# Flex Duct Vs. Metal/Insulated



## THOMAS RICHARDS

Flex or metal both work
it's just like anything else
it has to be done correctly


----------



## A.D. Const

montanajim said:


> first of all you should never just upsize a run because it is flex, and second you should never install a forced air system without a load calculation. If you properly size your ductwork, then flex is not an issue, yes they should be ran as straight as possible and pulled tight, but i have personally tested airflow with a flowhood with and without flex using the same heat run for consistency and the air flow remaind the same, flex will increase the static but if properly sized will reduce overall noise of the system. And as for cleaning that is a scam. It is proven that the dirt and debris that are in the duct work under normal operation will not move around after initial start up, also maintaining a clean filter will also eliminate the use of a duct destroying cleaning system. I recommend a proper load calculation, and you can work fine with flex in the system for branch runs, just not the main trunk.


ditto


----------



## OwenCoffin

*I'd like to hear from those of you who do repair*

My own 25 year old home has flex duct and I just spent 3 days in my crawl space replacing broken pieces. The original installation was poorly done using the wrong tape which had rotted and the whole system was falling apart. Almost none of the heat was going to the house. I had the warmest crawl space in town.
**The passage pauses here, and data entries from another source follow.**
PR #1655, opened 2015-09-28
Remove XHTML slashes

surma:
As discussed in #1650 with @sindresorhus

PR #2555, opened 2016-01-02
Fix for dashboard template: add missing closing slashes

juristr:
Hi,

it seems like the dashboard template is broken. The circles on top don't show the percentage.

image

The reason seems to be the missing closing tag on the `<use>` tags. This PR fixes it:

image

Unfortunately I wasn't able to build and run the repo locally. Following the instructions within the README didn't help much, but maybe it's an issue with my setup.

### DIFF
--- a/templates/dashboard/index.html
+++ b/templates/dashboard/index.html
@@ -120,28 +120,28 @@
         <div class="mdl-grid demo-content">
           <div class="demo-charts mdl-color--white mdl-shadow--2dp mdl-cell mdl-cell--12-col mdl-grid">
             <svg fill="currentColor" width="200px" height="200px" viewBox="0 0 1 1" class="demo-chart mdl-cell mdl-cell--4-col mdl-cell--3-col-desktop">
-              <use xlink:href="#piechart" mask="url(#piemask)">
+              <use xlink:href="#piechart" mask="url(#piemask)" />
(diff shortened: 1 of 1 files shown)


juristr:
:smile: yep, I got exactly the kind of error the automatic "Drone" build shows when trying to build locally.

image

_(just don't have the time right now to digg into this..)

juristr:
I'm also not sure whether this is correct: https://github.com/google/material-design-lite/blob/master/templates/dashboard/index.html#L237

image

Shouldn't there be at least a colon at the end before the line-break?

Garbee:
Don't worry about the Drone issue. The setup is having some quirks right now with ES6 stuff.

To get things running locally, [build](https://github.com/google/material-design-lite#build) is all that is needed. Literally this should do it right off...

```
npm install && npm install -g gulp && gulp all && gulp serve
```

If that doesn't work, then something funky is going on. No way to help with that without knowing the exact issue.

As for the colon thing, can you point to where the syntax is defined? I'm not seeing why it should be necessary.

Adding trailing slashes back LGTM. Initial removal was  in #1655. We should find some way to auto-test this...

surma:
Woah, something broke that template. Those are not supposed to be circles at all



I’ll try to fix this up soon.

juristr:
@surma But rather like this?

image

juristr:
@surma I think if you use my changes you get this outcome. At least I was able to reproduce it once. But the lack of being able to build and run this locally made it a little hard to test (had to copy it to another project etc..)

surma:
God I’m rusty. But I think I did it right now :dancer: 

Thanks a lot for your work, @juristr!

PR #2556, opened 2016-01-03
menu icon is gone

homkai:
menu icon could not show when the browser does not support ligatures


homkai:
I signed it!

Garbee:
Already fixed in master.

The inside plastic had hardened and had turned into a brittle paper like material and shredded. I fixed what I could see and feel but I'm sure I didn't get it all but at least there is no longer any heat loss to the crawl space. Based on what I found there I'm convinced that the rest of it will turn into shredded paper soon so next summer I will rip it all out and replace it with insulated metal.


----------



## TRANEDOG

thom said:


> Flex must be oversized at least one duct size. Even when doing this the flex duct creates much more resistance. Air flow in a steel duct tends to travel smoothly in a coil-like motion. Air flow in a flex duct tends to tumble, probably because of the rib like intrusion every inch or so. Because of this action, the longer the run the greater the difference in performance with the steel duct being the better performer. This assumes a proper installation.
> 
> Oftentimes flex duct is not properly installed. Joints tend to fail more often, generally an installation error. Bends are especially resistant to air flow in flex.
> 
> It seems that the savings from a faster and cheaper installation don't translate into real money in your pocket. The increased cost of running the system longer more than eats up any installation savings.
> 
> Of course all this ignores duct cleaning which can completely destroy a flex duct.
> 
> In my jurisdiction the problems were great enough that flex duct was outlawed in residential as of 01/01/08.


Bulls*** :no: pretty much 99.9% of "THOM" post...


----------